Keywords: systemic risk, behavioral finance, economic complexity, evolutionary computation, computational trust, blockchain, cryptocurrencies, market microstructure.
JEL Classification: G02, F63, B17, C53, C58
Introduction
There have been numerous cases documented of malfunctions in the cryptocurrency markets; some have been related to the internal operation of exchanges, such as the glitch in the cryptocurrency exchange GDAX that crashed the price of Ether from $319 to 10 cents \cite{trade}; others have to do with the dissemination of information, such as the negative impact on bitcoin prices after the de-listing of Korean exchanges in Coinmarketcap, a popular price tracker \cite{warning}.
While the bitcoin network is decentralized by design, the web and other peripheral networks where the services that enable the bitcoin economy operate are not.
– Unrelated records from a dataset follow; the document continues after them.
PR #8685, opened 2026-07-24
Support movable Tabulator columns

### LINKED ISSUE #8567: Tabulator: movableColumns is hardcoded to false, ignoring user configuration

`pn.widgets.Tabulator` does not expose a way to enable Tabulator.js's native column
reordering (drag-and-drop on column headers). Passing the option through the
`configuration` parameter has no effect, because `getConfiguration()` in
`panel/models/tabulator.ts` hardcodes `movableColumns: false` *after* spreading the
user-provided configuration, silently overriding it:

```ts
// panel/models/tabulator.ts (line 821 in Panel 1.8.9)
const configuration = {
  ...transformJsPlaceholders(this.model.configuration),
  index: "_index",
  nestedFieldSeparator: false,
  movableColumns: false,   // <-- overrides user value
  ...
}
```

Minimal reproducer (expect drag-and-drop, observe it is disabled):

```python
import panel as pn
import pandas as pd
pn.extension('tabulator')

df = pd.DataFrame({'A': [1, 2, 3], 'B': [4, 5, 6], 'C': [7, 8, 9]})

pn.widgets.Tabulator(
    df,
    configuration={'movableColumns': True},
).servable()
```

End users have no straightforward workaround: neither `configuration=` nor any
dedicated Param lets them enable the feature from Python.

Expose `movable_columns` as a first-class Param on `pn.widgets.Tabulator`, following
the existing pattern used for `frozen_rows`, `hidden_columns`, `header_filters`, etc.

Three coordinated changes:

1. **`panel/widgets/tables.py`** — declare the Param:
   ```python
   movable_columns = param.Boolean(default=False, doc="""
       If True, columns can be reordered by dragging their headers.""")
   ```

2. **`panel/models/tabulator.py`** — declare the Bokeh model property:
   ```python
   movable_columns = Bool(default=False)
   ```

3. **`panel/models/tabulator.ts`** — read the property instead of hardcoding:
   ```ts
   movableColumns: this.model.movable_columns,
   ```

Default remains `False`, so existing code is unaffected. Enabling the feature becomes
the idiomatic:

```python
pn.widgets.Tabulator(df, movable_columns=True)
```

Happy to submit a PR with the changes, bundled-JS rebuild (`panel build panel`), and a
Playwright UI test, if the maintainers agree with this approach.

1. **Respect `configuration` pass-through without a new Param** — change line 821 to
   `movableColumns: this.model.configuration?.movableColumns ?? false`. This is less
   invasive (one-line fix, no new public API) but leaves the feature undiscoverable
   from docstrings / tab-completion, and inconsistent with how other Tabulator
   features are surfaced in Panel.

2. **Name the Param `reorderable`** instead of `movable_columns`. Shorter and more
   Pythonic, but diverges from the underlying Tabulator.js option name, which may hurt
   discoverability for users coming from Tabulator docs.

3. **Status quo (client-side hack)** — patch the installed `panel.min.js` locally.
   Works, but does not scale and is lost on every `pip install --upgrade panel`.

#### Additional context

- Panel version tested: 1.8.9
- Bundled Tabulator.js: 6.3.1 (per `dist/bundled/datatabulator/tabulator-tables@6.3.1/`)
- The hardcoding appears to predate several releases. If there is a historical reason
  for disabling `movableColumns` by default (e.g. interaction with `selectable='checkbox'`
  or `frozen_columns`), I'd be glad to document it and guard against the problematic
  combinations rather than disabling the feature outright.
- Related Tabulator.js docs: https://tabulator.info/docs/6.3/layout#movable-columns

Kkkakania:
## What this changes

Adds a first-class `movable_columns` parameter to `Tabulator`. When enabled, the value is synchronized through the Bokeh model and passed to Tabulator.js as `movableColumns`, allowing users to reorder columns. The default remains `False`, preserving existing behavior. Runtime changes rebuild the frontend table with the updated setting.

The parameter is included in the Tabulator reference and covered by Python model-sync and browser integration tests.

Closes #8567.

## Validation

- `pytest panel/tests/widgets/test_tables.py::test_tabulator_movable_columns -q`
- `pytest panel/tests/ui/widgets/test_tabulator.py::test_tabulator_movable_columns -q --ui` (Chromium)
- `panel build panel`
- `pre-commit run --files examples/reference/widgets/Tabulator.ipynb panel/models/tabulator.py panel/models/tabulator.ts panel/widgets/tables.py panel/tests/widgets/test_tables.py panel/tests/ui/widgets/test_tabulator.py`


Kkkakania:
CI note: the type job currently fails only on the existing `panel/io/document.py:313` and `panel/io/server.py:257` coroutine callback annotations; neither file is touched here. The PR-specific checks are green so far: pre-commit, core on Bokeh 3.8, and core on the current dependency set. Locally, the new model-sync test and Chromium integration test pass, and `panel build panel` compiles all 85 TypeScript files.

Kkkakania:
CI follow-up:

- The new `test_tabulator_movable_columns` passes in the workflow, and the complete Windows and macOS UI jobs are green. Core tests, all unit-test matrices, the frontend build, and pre-commit are also green.
- Ubuntu UI completed 762 tests and failed only three pre-existing tests (`test_serve_page_with_reactive_html_css_on_nested_route`, `test_tabulator_frozen_rows`, and `test_tabulator_update_hidden_columns`); none exercises `movable_columns`. The failures are timeout/missing-element symptoms, while the same UI suite is green on Windows and macOS.
- The type job still reports only the two pre-existing errors in `panel/io/document.py:313` and `panel/io/server.py:257`.

I attempted to rerun the failed jobs, but GitHub requires repository admin rights for that action. A maintainer rerun should distinguish the Ubuntu UI flake without changing this patch.

philippjfr:
My only question/concern is whether there's any issue with editing a table where the columns have been moved around.

Kkkakania:
Good question. Tabulator keeps the field identity when a column is moved, so edits should still be routed by the column field rather than its visual position. I added a browser regression test in `7486ff4a` that:

1. moves column `A` after `B`,
2. edits the moved `A` cell through the rendered numeric editor,
3. waits for the edit to reach Python, and
4. asserts `widget.value["A"]` changed while `widget.value["B"]` remained untouched.

The updated Chromium UI test passes locally, as does the Python model synchronization test. I also merged the latest `main`, including the revert of #8680 that caused the all-platform failures in the previous merge snapshot, so CI is now rerunning on the corrected baseline.

Kkkakania:
One more CI note: the fresh unit failure is now on `test_markdown_codeblocks[how_to/layout/size.md]`, where current `main` passes the deprecated `Widget.name` argument and warnings are treated as errors. It is unrelated to movable columns. I reproduced it against `main`, fixed it with `label=`, and opened the focused follow-up #8688; the exact docs test passes there.

philippjfr:
Test failures are unrelated. Will fix those shortly.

This extends to any other cryptocurrencies with a sufficiently high degree of decentralization, such as Ether. Roll \cite{ROLL_1984} demonstrated that volatility is affected by market microstructure, and by applying this idea to the off-chain side of a crypto-economy we are able to develop real-life risk metrics for the blockchain financial system.
The themes covered by this study are diverse, nevertheless, together they operate in the realm of complexity economics: i) Dynamics (time series analysis and prediction, temporal correlations; interaction between internal dynamics and external inputs; programmability of self-organization), ii) Methodology (data-driven research; machine learning; soft computing), iii) Human Social & Economic Systems (economies and markets; financial systems; risk management).
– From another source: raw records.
Issue #8692, opened 2026-07-29
hold() leaves events queued on the Document when the session is not connected


SimonHeybrock:
#### ALL software version info

<details>
    <summary>Software Version Info</summary>

```plaintext
Panel: main @ c97e8098
Bokeh: 3.9.1
Python: 3.11
OS: Linux
```
</details>

#### Description of expected behavior and the observed behavior

When a `hold()` block exits while the Document is not connected, the `finally` chain in `panel/io/document.py` takes

```python
elif not state._connected.get(doc):
    doc.callbacks._hold = None
```

which clears the hold policy but leaves `doc.callbacks._held_events` populated. Bokeh's `unhold()` returns early when `_hold is None`, so nothing drains them there. The events sit on the Document until some later, unrelated `hold()`/`unhold()` pair flushes them — by which point the session may be connected, and they are dispatched well outside the context they were recorded in.

Expected: leaving a `hold()` block leaves nothing queued behind it, whether the events are dispatched or deliberately discarded.

#### Complete, minimal, self-contained example code that reproduces the issue

```python
import time

import panel as pn
import requests

from panel.io.state import state

info, docs = {}, []

def app():
    md = pn.pane.Markdown("initial")
    docs.append(state.curdoc)

    def before_ready():
        doc = state.curdoc
        with pn.io.hold():
            md.object = "changed"
        info['connected'] = state._connected.get(doc)
        info['hold'] = doc.callbacks.hold_value
        info['queued'] = [type(e).__name__ for e in doc.callbacks._held_events]

    state.curdoc.add_next_tick_callback(before_ready)
    return md

pn.serve(app, port=5099, show=False, threaded=True)
time.sleep(1)
requests.get("http://localhost:5099")
time.sleep(1)

print("on exiting the hold:", info)
print("still queued afterwards:", [type(e).__name__ for e in docs[0].callbacks._held_events])
```

Output:

```
on exiting the hold: {'connected': None, 'hold': None, 'queued': ['SessionCallbackAdded']}
still queued afterwards: ['SessionCallbackAdded']
```

The hold is gone but the event it collected is not, and nothing on the Document will drain it until an unrelated hold happens to.

[...]

PR #8693, opened 2026-07-29
Claim the Document thread before running app code

### LINKED ISSUE #8691: pn.io.hold() in the app callable leaks the hold, causing duplicate session-callback registration

Panel 1.9.3, Bokeh 3.9.2, Python 3.11, Linux.

A session callback registered in the app callable *after* a `pn.io.hold()` block is registered twice by Bokeh, so every session open logs an unhandled `ValueError: A callback of the same type has already been added with this ID`.

`hold()` decides whether it was called off the document's thread with

```python
threaded = state._current_thread != state._thread_id
```

`state._thread_id` is only assigned in `init_doc()`, which runs *after* the app callable returns. During the app callable it is therefore `None` and `threaded` is unconditionally `True`, so `hold()` takes the off-thread path: rather than unholding on exit it schedules `_unhold` as a next-tick callback and restores `_hold`. The document stays held for the rest of the build.

Bokeh then constructs the `ServerSession`, whose `__init__` registers every session callback already on the document. The deferred `_unhold` runs afterwards and replays the queued `SessionCallbackAdded` event, registering the same callback a second time.

Note that `state._unblocked()` resolves the same ambiguity the other way — `self._thread_id in (self._current_thread, None)` treats an unset thread id as *not* off-thread — so the two are inconsistent.

Beyond the log noise: `DocumentCallbackManager.unhold()` dispatches in a plain loop, so the exception drops every event still queued behind the offending one. In a real app that was 38 of the 39 events queued during the initial render.

#### Complete, minimal, self-contained example code

```python
import panel as pn


def app():
    with pn.io.hold():
        pass
    pn.state.add_periodic_callback(lambda: None, period=1000)
    return pn.pane.Markdown("hello")


pn.serve(app, port=5051, show=False)
```

Open http://localhost:5051 — the traceback below is logged once per session opened.

#### Stack traceback

```
  File ".../bokeh/server/session.py", line 226, in with_document_locked
    return func(*args, **kwargs)
  File ".../bokeh/document/callbacks.py", line 193, in remove_then_invoke
    return callback()
  File ".../panel/io/document.py", line 622, in _unhold
    doc.unhold()
  File ".../bokeh/document/document.py", line 831, in unhold
    self.callbacks.unhold()
  File ".../bokeh/document/callbacks.py", line 450, in unhold
    self.trigger_on_change(event)
  File ".../bokeh/document/events.py", line 876, in dispatch
    cast(SessionCallbackAddedMixin, receiver)._session_callback_added(self)
  File ".../bokeh/server/session.py", line 261, in _session_callback_added
    self._callbacks.add_session_callback(wrapped)
  File ".../bokeh/server/callbacks.py", line 198, in add_session_callback
    self._group.add_periodic_callback(callback_obj.callback, callback_obj.period, callback_obj.id)
  File ".../bokeh/util/tornado.py", line 191, in _assign_remover
    raise ValueError("A callback of the same type has already been added with this ID")
ValueError: A callback of the same type has already been added with this ID
```

#### Suggested fix

```python
threaded = state._thread_id is not None and state._current_thread != state._thread_id
```

Assigning `state._thread_id_[doc]` before the app callable runs (the equivalent condition) makes the error disappear, and leaves no hold and no queued events after the build.

SimonHeybrock:
## Description

`state._thread_id` is only recorded in `init_doc()`, which runs *after* the app callable returns. While the app callable is running it is therefore `None`, and `hold()` decides whether it was called off the Document's thread with `threaded = state._current_thread != state._thread_id` — so it unconditionally concludes it is off-thread. Rather than unholding on exit it schedules `_unhold` as a next-tick callback and restores `_hold`, leaving the Document held for the rest of the build. Bokeh then constructs the `ServerSession`, whose `__init__` registers every session callback already on the Document, and the deferred unhold afterwards replays the queued `SessionCallbackAdded` event — registering the same callback a second time.

Every session opened by an app that registers a session callback after a `hold()` block therefore logs `ValueError: A callback of the same type has already been added with this ID`:

```python
import panel as pn

def app():
    with pn.io.hold():
        pass
    pn.state.add_periodic_callback(lambda: None, period=1000)
    return pn.pane.Markdown("hello")

pn.serve(app, port=5051, show=False)
```

Beyond the log noise, `DocumentCallbackManager.unhold()` dispatches in a plain loop, so the exception drops every event still queued behind the offending one. In the app where I hit this that was 38 of the 39 events queued during the initial render.

The Document's thread is knowable before user code runs, so `Application.initialize_document` now claims it. That writes the same value `init_doc` writes moments later — `init_doc` runs synchronously inside the same build — just early enough for the app callable to see it. `init_doc` keeps its own assignment, which still covers Panel objects embedded in a plain Bokeh `Application`.

The alternative I originally suggested on the issue, guarding the comparison with `state._thread_id is not None and ...`, resolves the ambiguity by guessing that an unset thread id means "on-thread". That guess also fires where the thread id is legitimately never set — notably notebooks, where `init_doc` returns early because there is no `session_context` — and would silently move `hold()` there onto a different path, so I went with making the thread id known instead.

Fixes #8691

### A question on #8619

This moves a build-time `hold()` from the `threaded` branch of the `finally` chain onto the `not state._connected` branch, which drops the hold policy but leaves `_held_events` populated for an unrelated later `unhold()` to flush. Build-time holds behaved exactly that way before #8619 reordered the chain, so this restores the older behaviour rather than introducing something new — but was that reordering meant to change what happens to events queued while the app is still being built? Raised separately in #8692, since the leftover events outlive this PR either way.

## AI Disclosure

Usage: Claude Code diagnosed the root cause against the Panel and Bokeh sources, chose where the fix should live, wrote the fix and the regression test, and ran the verification — the reproducer above before and after, the regression test confirmed failing on the parent commit, and the full non-UI test suite compared against a baseline run (no new failures; the 18 pre-existing ones are missing JS bundles and `bokeh_fastapi` in my environment). I reported the original issue and reviewed the change.

## Checklist

### DIFF
--- a/panel/io/application.py
+++ b/panel/io/application.py
@@ -6,6 +6,7 @@ from __future__ import annotations
 import json
 import logging
 import os
+import threading
 import typing as t
 
 from functools import partial
@@ -165,6 +166,10 @@ class Application(BkApplication):
 
     def initialize_document(self, doc):
         logger.info(LOG_SESSION_LAUNCHING, id(doc))
+        # Claim the Document for the current thread before user code runs,
+        # so APIs that behave differently when invoked off the Document's
+        # thread (e.g. hold) can tell the two cases apart during the build.
+        state._thread_id_[doc] = threading.get_ident()
         self._set_session_prefix(doc)
         super().initialize_document(doc)
         if doc in state._templates and doc not in state._templates[doc]._documents:
--- a/panel/tests/io/test_document.py
+++ b/panel/tests/io/test_document.py
@@ -78,6 +78,27 @@ def test_hold_does_not_get_stuck_with_threaded_callbacks(threads):
     wait_until(lambda: not doc.callbacks.hold_value, timeout=5000)
 
 
+@pytest.mark.xdist_group(name="server")
+def test_hold_in_app_callable_does_not_leak_hold():
+    build = {}
+
+    def app():
+        with hold():
+            pass
+        # A hold leaked here defers the unhold past ServerSession
+        # construction, which registers this callback a second time
+        # when the queued SessionCallbackAdded event is replayed.
+        pn.state.add_periodic_callback(lambda: None, period=10000)
+        build['thread_id'] = state._thread_id
+        build['hold'] = state.curdoc.callbacks.hold_value
+        return IntSlider()
+
+    serve_and_request(app)
+
+    assert build['thread_id'] is not None
+    assert build['hold'] is None
+
+
 class _FakeProtocol:
     def create(self, msgtype, events):
         return object()


philippjfr (approved):

SimonHeybrock:
@philippjfr I am not sure why the CI run failed, could you have a look?

philippjfr (approved):

philippjfr:
Thanks @SimonHeybrock, test failure was just flaky, merging.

Our research question is whether factors related to market structure and design, price formation and price discovery, transaction and timing cost, information and disclosure, and market maker and investor behavior, are quantifiable to the degree that can be used to price risk in digital asset markets. This research is pertinent to the regulatory function of governments, that are actively seeking to understand and develop policies for crypto markets, and for investors, who are in need of expanding their understanding of market behavior beyond explicit price signals and technical analysis.
Literature
Authors \cite{Zenil_2011} have demonstrated the nature of the market as a rule-based system with an 'algorithmic' component that can be studied using the theory of algorithmic probability and Kolmogorov complexity \cite{Solomonoff_1964}. However, due to the computational expense other approaches are possible, such as genetic programming \cite{Kotanchek_2012} that is suitable for real-world data modeling and also is useful to search for solutions in the space of algorithms; besides, soft computing can deal with uncertainty and approximation to achieve practicability in a similar fashion that the human mind would (i.e. using symbolic regression representations).
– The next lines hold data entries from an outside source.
PR #8708, opened 2026-08-10
Inline versioned stylesheets on the notebook update path

### LINKED ISSUE #8707: config.inline leaves loading.css as a remote CDN import after the first render, because replace_inline_css keeps the ?v= query in the local path

<details>

```plaintext
panel        1.9.3
bokeh        3.9.2
pyviz_comms  3.0.6
python       3.12.13
OS           Linux (python:3.12-slim container, no network)
```

Also checked against `main` at `b6b1d99fb8bfd84e55c3499a475cbaa4b9f36fba`: `panel/io/notebook.py` is
unchanged between `v1.9.3` and that commit, so the code path below is the same on both.
</details>

With `pn.config.inline = True` in a notebook, Panel is expected to serve every one of its own
stylesheets from the local `panel/dist` directory, so a machine with no route to
`cdn.holoviz.org` still renders correctly. That is what #5167 asked for and what #7701 delivered.

It holds for the first render, but not for components created afterwards. Anything added to an
already rendered object goes out with `css/loading.css` still pointing at the CDN:

```
https://cdn.holoviz.org/panel/1.9.3/dist/css/loading.css?v=1.9.3
```

The cause is the version query. `patch_stylesheet` (`panel/io/resources.py:305-326`) appends
`?v={JS_VERSION}` to every URL it rewrites. `replace_inline_css`
(`panel/io/notebook.py:370-376`) then builds the local path by string-replacing the CDN prefix
and keeps that query in the filename:

```python
path = DIST_DIR / stylesheet.url.replace(CDN_DIST, '')  # -> 'css/loading.css?v=1.9.3'
if not path.exists():                                   # False, so the CDN URL is returned as-is
    return stylesheet
```

`panel/dist/css/loading.css` exists; `panel/dist/css/loading.css?v=1.9.3` does not. So Panel
produces the one URL shape its own inliner cannot resolve.

Why only after the first render: `_repr_mimebundle_` (`panel/viewable.py:887`) wraps
`_render_model` in `set_resource_mode('inline')`, so `get_dist_path()` returns `CDN_DIST`,
every branch of `patch_stylesheet` falls through, and no `?v=` is ever produced. Models built
outside that context manager get the ambient `server` resource mode instead, `get_dist_path()`
returns `LOCAL_DIST`, `patch_stylesheet` rewrites LOCAL to CDN and appends the version, and then
`panel/viewable.py:660` tries to inline the result and cannot.

The first block is the fault on its own, with no notebook needed:

```python
from bokeh.models import ImportedStyleSheet
from panel.io.notebook import replace_inline_css
from panel.io.resources import CDN_DIST, DIST_DIR, JS_VERSION

plain = f'{CDN_DIST}css/loading.css'
print(type(replace_inline_css(ImportedStyleSheet(url=plain))).__name__)
# InlineStyleSheet

versioned = f'{plain}?v={JS_VERSION}'
print(type(replace_inline_css(ImportedStyleSheet(url=versioned))).__name__)
# ImportedStyleSheet, i.e. still fetched from the CDN

print((DIST_DIR / 'css/loading.css').exists())                    # True
print((DIST_DIR / f'css/loading.css?v={JS_VERSION}').exists())    # False
```

And the same thing through the public API, on the update path a notebook actually uses:

```python
import panel as pn
import pyviz_comms
from bokeh.models import ImportedStyleSheet
from panel.io.resources import CDN_DIST, DIST_DIR

pn.config.inline = True
pn.extension()

col = pn.Column(pn.widgets.FloatSlider(name='a'))
doc, comm = Document(), pyviz_comms.Comm()
root = col.get_root(doc, comm)
pn.state._views[root.ref['id']] = (col, root, doc, comm)

col.append(pn.widgets.FloatSlider(name='b'))   # everything after the first render

for model in [root, *root.references()]:
    for sts in getattr(model, 'stylesheets', []) or []:
        if isinstance(sts, ImportedStyleSheet):
            print('still remote:', sts.url)
            print('  exists locally without the query:',
                  (DIST_DIR / sts.url.replace(CDN_DIST, '').split('?')[0]).exists())
```

No traceback: nothing raises, the stylesheet is silently left as a remote import. Output of the
second script, run in a container with `--network none`:

```
still remote: https://cdn.holoviz.org/panel/1.9.3/dist/css/loading.css?v=1.9.3
  exists locally without the query: True
```

On a `pn.Column(Tabulator)` the same probe inlines 12 stylesheets and leaves exactly that one.

I have not attached one. The fault is a resource that stays a network request rather than a
rendered difference on this machine, and its visible form (missing loading-spinner styling) only
appears in a live kernel that is genuinely firewalled, which I cannot capture honestly here. The
console output above is the whole observable difference I measured. Happy to add a rendered
capture if that would help.

#### Possible fix

Splitting the query off before the `exists()` check is enough, and it matches what
`panel/io/resources.py:432` already does in the same situation, stripping the query off a
URL-derived filename before testing it against the filesystem:

```python
path = DIST_DIR / stylesheet.url.replace(CDN_DIST, '').split('?')[0]
```

ebarkhordar:
## Description

Ran a Panel notebook on a machine with no route to `cdn.holoviz.org`, with `pn.config.inline =
True` set for exactly that reason. The first render was fine. Every component added afterwards
still asked the CDN for `css/loading.css`, so the loading indicator lost its styling and there
was no error anywhere to explain why.

`patch_stylesheet` (`panel/io/resources.py:305-326`) appends `?v={JS_VERSION}` to every URL it
rewrites. `replace_inline_css` then builds the local path by string-replacing the CDN prefix,
which carries that query into the filename:

```python
path = DIST_DIR / stylesheet.url.replace(CDN_DIST, '')  # 'css/loading.css?v=1.9.3'
if not path.exists():                                   # False
    return stylesheet                                   # returned as a remote import
```

`panel/dist/css/loading.css` exists, `panel/dist/css/loading.css?v=1.9.3` does not, so Panel
produces the one URL shape its own inliner cannot resolve. This only bites after the first
render: `_repr_mimebundle_` (`panel/viewable.py:887`) wraps `_render_model` in
`set_resource_mode('inline')`, so `patch_stylesheet` falls through and no `?v=` is ever
produced. Models built outside that context manager get the ambient `server` mode, pick up the
version suffix, and then `panel/viewable.py:660` cannot inline them.

The fix splits the query off before the `exists()` check, which is what
[`panel/io/resources.py:432`](https://github.com/holoviz/panel/blob/b6b1d99fb8bfd84e55c3499a475cbaa4b9f36fba/panel/io/resources.py#L432)
already does when it derives a filename from a URL to test against the filesystem.

Fixes #8707

### Reproducing it

```python
from bokeh.models import ImportedStyleSheet
from panel.io.notebook import replace_inline_css
from panel.io.resources import CDN_DIST, JS_VERSION

url = f'{CDN_DIST}css/loading.css'
print(type(replace_inline_css(ImportedStyleSheet(url=url))).__name__)
print(type(replace_inline_css(ImportedStyleSheet(url=f'{url}?v={JS_VERSION}'))).__name__)
```

Before: `InlineStyleSheet`, then `ImportedStyleSheet`. After: `InlineStyleSheet` both times.

Issue #8707 has the same thing through the public API, on the update path a notebook actually
uses. Run in a `--network none` container, it reports one stylesheet still fetched remotely
before the change and none after. On a `pn.Column(Tabulator)` the same probe inlines 12
stylesheets and leaves exactly that one.

I have not attached a screenshot. The change is a resource that stops being a network request,
and its visible form only appears in a live kernel that is genuinely firewalled, which I could
not capture honestly here. Glad to add a rendered capture if you would like one.

### Verification

- `test_replace_inline_css_ignores_version_query` fails on `main` (`assert isinstance(versioned,
  InlineStyleSheet)`) and passes with the change.
- `panel/tests/io/{test_notebook,test_resources,test_save}.py` on Python 3.12, panel 1.9.3
  environment: same 14 failures before and after, one additional pass (the new test). The
  failures are this container missing built JS bundles, not related to the change.
- `ruff check` and `isort --check-only` clean on both changed files.
- Not checked: a real browser render, and the Pyodide path, where `config.inline` is bypassed
  earlier and I did not exercise it.

## AI Disclosure

Usage: written by an autonomous agent running under this account. It located the fault, ran the
reproduction and the test suites quoted above in a container, and wrote the patch, the test and
this description.

## Checklist

### DIFF
--- a/panel/io/notebook.py
+++ b/panel/io/notebook.py
@@ -370,7 +370,7 @@ class Mimebundle:
 def replace_inline_css(stylesheet: ImportedStyleSheet):
     if not stylesheet.url.startswith(CDN_DIST):
         return stylesheet
-    path = DIST_DIR / stylesheet.url.replace(CDN_DIST, '')  # type: ignore
+    path = DIST_DIR / stylesheet.url.replace(CDN_DIST, '').split('?')[0]  # type: ignore
     if not path.exists():
         return stylesheet
     return InlineStyleSheet(css=path.read_text(encoding='utf-8'))
--- a/panel/tests/io/test_notebook.py
+++ b/panel/tests/io/test_notebook.py
@@ -5,8 +5,10 @@ pytest.importorskip("IPython")
 from bokeh.models import ImportedStyleSheet, InlineStyleSheet
 
 from panel.config import config, panel_extension
-from panel.io.notebook import ipywidget
-from panel.io.resources import CDN_ROOT, set_resource_mode
+from panel.io.notebook import ipywidget, replace_inline_css
+from panel.io.resources import (
+    CDN_DIST, CDN_ROOT, JS_VERSION, set_resource_mode,
+)
 from panel.pane import Str
 from panel.widgets import TextEditor
 
@@ -76,3 +78,12 @@ def test_notebook_inline_css_stylesheets(nb_loaded):
     model = list(widget._models.values())[0][0]
     for stylesheet in model.stylesheets[:len(model.__css__)]:
         assert isinstance(stylesheet, InlineStyleSheet)
+
+def test_replace_inline_css_ignores_version_query():
+    url = f'{CDN_DIST}css/loading.css'
+    unversioned = replace_inline_css(ImportedStyleSheet(url=url))
+    versioned = replace_inline_css(ImportedStyleSheet(url=f'{url}?v={JS_VERSION}'))
+
+    assert isinstance(unversioned, InlineStyleSheet)
+    assert isinstance(versioned, InlineStyleSheet)
+    assert versioned.css == unversioned.css


philippjfr:
Thank you @ebarkhordar!

ebarkhordar:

The evolutionary foundations of economics have been studied by authors \cite{Dopfer} seeking to understand the processes which generate particular forms of economic activities and structures. In this context, a soft computing approach can express metaphors from socio-economic activity; for instance, the population balance modeling \cite{2014a}, a balance on the number of particles of a particular state, can be seen as the balancing of attention units, such as visits or calls to a web service. The flow and allocation of attention resources and transactional activity can be explained using both established frameworks that have been updated with novel evolutionary perspectives, such as the Coase theorem \cite{Mikami_2013}, or with entirely novel approaches based on Econophysics, such as fields finance \cite{Krabec_2015}. The "stock of trust" that those flows build (the economic activity of agents) can be aggregated following established frameworks such as economic complexity \cite{2014} , that can be adapted to the case of crypto economic complexity \cite{Venegas}, to form the basis to understand how "crypto nations" learn.
An analysis of robustness and fragility in crypto markets should necessarily include as well aspects of the behavioral modeling of networks; given that such approaches usually have universal properties, as with the controllability of complex networks \cite{Liu_2011}, or have applications across disciplines from business to information security \cite{Altshuler_2014}, and law \cite{Zander}, where even high-benefit, high-probability outcomes do not outweigh the existence of low probability, infinite cost options \cite{Taleb2014}. This "ruin problem" treatment is pertinent for the study of cryptocurrency markets, especially after the introduction of bitcoin futures in derivatives markets of systemic importance to the world financial system \cite{futures,group}.
Results
Methodology
Data for this section includes digital assets historical daily prices and volumes (Coincheckup.com, Coinmarketcap.com), and off-chain web and social network analytics (EconomyMonitor.com and click-stream data providers). The period of study is August 2016 to January 2018, using daily data points. Data processing was performed in Mathematica \cite{2017}.